When a thread enters a monitor, it acquires ownership and blocks other threads from entering the critical section. Threads can call wait() to be placed in the wait set and signal() to notify waiting threads.

Example in Java

In Java, every object is implicitly a monitor, featuring built-in locking and condition variables. This simplifies synchronization by allowing objects to manage mutual exclusion and condition signaling directly.

A condition variable works with a mutex to provide a mechanism for waiting and signaling between threads. It solves the problem of spin waiting by allowing a thread to wait until a condition changes.

Understanding Amdahl's Law

In the realm of concurrency, Amdahl's Law is crucial for understanding the limits of parallelism. It defines the maximum theoretical speedup achievable when parallelizing a program.

The Concept of Amdahl's Law

Amdahl's Law highlights the limitation of parallelism by illustrating that not all parts of a program can be parallelized. Some parts must run serially and cannot benefit from multiple processors.

The Basic Idea

Imagine a poultry farm where 100 hens lay eggs each day. Regardless of how many workers you hire, you still have to wait a full day for all the eggs to be laid. Similarly, certain parts of a software program must execute serially and cannot be sped up by adding more processors.

The Law in Practice

The simplified equation of Amdahl's Law is:

\[ S(n) = \frac{1}{(1 - P) + \frac{P}{n}} \]
 
- **S(n)**: Speed-up achieved with **n** cores or threads.
- **P**: Fraction of the program that is parallelizable.
- **(1 - P)**: Fraction that must be executed serially.

Example Calculation

For a program with 90% parallelizable code (P = 0.9):

1 Processor: Speed-up = 1
2 Processors: Speed-up = 1.82
5 Processors: Speed-up = 3.33
10 Processors: Speed-up = 5
100 Processors: Speed-up = 9.09
1000 Processors: Speed-up = 9.9
Infinite Processors: Speed-up = 10

Even with an infinite number of processors, the maximum speed-up is capped at 10 times the original execution time due to the 10% serial portion of the program.

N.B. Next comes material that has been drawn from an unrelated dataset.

PR #844, opened 2024-12-04
Remove etcdmember that left the cluster

makhov:
Delete old EtcdMember from the cluster after leaving


apedriza:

The Relevance of Moore's Law in Modern Computing

What is Moore's Law?

Gordon Moore, co-founder of Intel, observed that the number of transistors on a chip doubles approximately every two years. This doubling effect leads to increased processing power and reduced cost per transistor. While originally an observation rather than a strict scientific law, Moore’s insight has guided the tech industry since the 1970s.